AIM OF THE EXERCISE - Give back the data in full, with every line exact.

RECORDS FOR PROCESSING -

PR #3742, opened 2021-08-16
refactor: remove unnecessary index k

andrewgordstewart:
note that previously, the expression
`(indices.length == 0) || ((k < indices.length) && (indices[k] == i))`
would always evaluate to `true`. This meant that `i == k` was always true.

This refactor removes the unnecessary index k.


geoknee:
This change causes 2 of the test cases in `claim.test.ts` to fail.

andrewgordstewart:
closing, as this is a mistake!

PR #3744, opened 2021-08-16
refactor: remove payouts from _computeNewAllocationWithGuarantee

andrewgordstewart:
note that previously, information was duplicated, since
newAllocation[i].amount + payouts[i] == allocation[i].amount
always held true


geoknee:
superceded by #3747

SOLUTION FOR THIS PROBLEM -
PR #3742, opened 2021-08-16
refactor: remove unnecessary index k

andrewgordstewart:
note that previously, the expression
`(indices.length == 0) || ((k < indices.length) && (indices[k] == i))`
would always evaluate to `true`. This meant that `i == k` was always true.

This refactor removes the unnecessary index k.


geoknee:
This change causes 2 of the test cases in `claim.test.ts` to fail.

andrewgordstewart:
closing, as this is a mistake!

PR #3744, opened 2021-08-16
refactor: remove payouts from _computeNewAllocationWithGuarantee

andrewgordstewart:
note that previously, information was duplicated, since
newAllocation[i].amount + payouts[i] == allocation[i].amount
always held true


geoknee:
superceded by #3747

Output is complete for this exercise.